### Task details
Select from the data all lines with the word "import".

### Exercise data
PR #69, opened 2018-12-17
Handle non-DOM environments better

### LINKED ISSUE #64: React native reference error in 0.5.1
I have been using this library on version 0.4.1 for some time and that works in react-native when running on the simulator with a debugger attached. Running on device results in Reference Error: self is not defined. This should be fixed in issue #53 (With commit f107e7b92d90e4b0287846a49ba3f30d9b9ca648) which is available from version 0.5.0. After upgrading ky to 0.5.0 or 0.5.1 Running on a simulator with a debugger attached or a device results in Reference Error: document is not defined.

I import ky and export an instance as follows:
```
import ky from "ky";
export const api = ky.extend({prefixUrl: BASE_URL});
```

The error shown in the console is as follows:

### Response to the exercise
I import ky and export an instance as follows:
import ky from "ky";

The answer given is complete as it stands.